А эти два травмированных с детства членоплёта спят в салате. Дети Арины Родионовны! Он растолкал одного из них, а тот распеленал свои дивные глазки и не узнал Сову:
— Ты кто?
— Я? — удивился Сова, и какое-то время он действительно не знал правильного ответа.— Я — никто.
— Вот и иди отсюда,— сказали ему и выперли за дверь.
Через пять минут Сова вернулся.
— Слушай,— сказал он двери,— пойдём к моей жене, скажешь ей, что я у вас ночевал.
— Да пошёл ты! — возмутилась дверь.
И Сова пошёл.
А в автономках Сова всегда назначал себе день рождения, чтоб получить поздравления и торт. Он подходил всегда к заму тихонько, вставал рядом со спины и говорил скромненько:
— А у меня завтра день рождения.
И зам резко оборачивался, обнаруживал Сову и смущался так, будто тот застал его за чем-то интимным и совестным, и он тут же бросался Сове руку пожимать, поздравляя его всячески, а потом мчался на камбуз, чтоб там торт организовать.

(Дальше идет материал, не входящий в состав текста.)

PR #879, opened 2023-07-15
Move builtin loading code entirely out of __init__

rocky:
... YAY!

This paves the way for further improvements.

### DIFF
--- a/mathics/core/load_builtin.py
+++ b/mathics/core/load_builtin.py
@@ -12,6 +12,7 @@ import os
 import os.path as osp
 import pkgutil
 from glob import glob
+from types import ModuleType
 from typing import List, Optional
 
 from mathics.core.pattern import pattern_objects
@@ -19,13 +20,16 @@ from mathics.core.symbols import Symbol
 from mathics.eval.makeboxes import builtins_precedence
 from mathics.settings import ENABLE_FILES_MODULE
 
-# List of Mathics3 Builtin modules.
-# This is initialized via below import_builtins modules
-modules = []
+# List of Python modules contain Mathics3 Builtins.
+# This list used outside to gather documentation,
+# and test module consistency. It is
+# is initialized via below import_builtins modules
+mathics3_builtins_modules: List[ModuleType] = []
 
 _builtins = {}
 builtins_by_module = {}
 display_operators_set = set()
+
 
 # The fact that are importing inside here, suggests add_builtins
 # should get moved elsewhere.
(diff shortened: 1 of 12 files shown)


mathics/version.py
```diff
@@ -5,4 +5,4 @@
 # well as importing into Python. That's why there is no
 # space around "=" below.
 # fmt: off
-__version__="6.0.2dev0"  # noqa
+__version__="6.1.0dev0"  # noqa
```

Так что Сова у нас рождался в каждой автономке независимо от времени года. И зам ни разу не проверил, когда же Сова действительно появился на свет Божий.
А ещё Сова любил спать. Он спал сидя, стоя, лёжа, на корточках, на карачках, стоя раком; заходишь к нему в каюту, а он стоит на койке раком, ты ему: «Сова! Сова!» — а он спит; он спал на учениях, на докладах, совещаниях, собраниях, конференциях и просто так. Он спал, когда его распекали: вгонял голову в плечи, делал глазки щёлками и тихо сопел. Он хрючил во время больших и малых приборок, на политзанятиях, политинформациях и в строю, при поворотах на месте и в движении.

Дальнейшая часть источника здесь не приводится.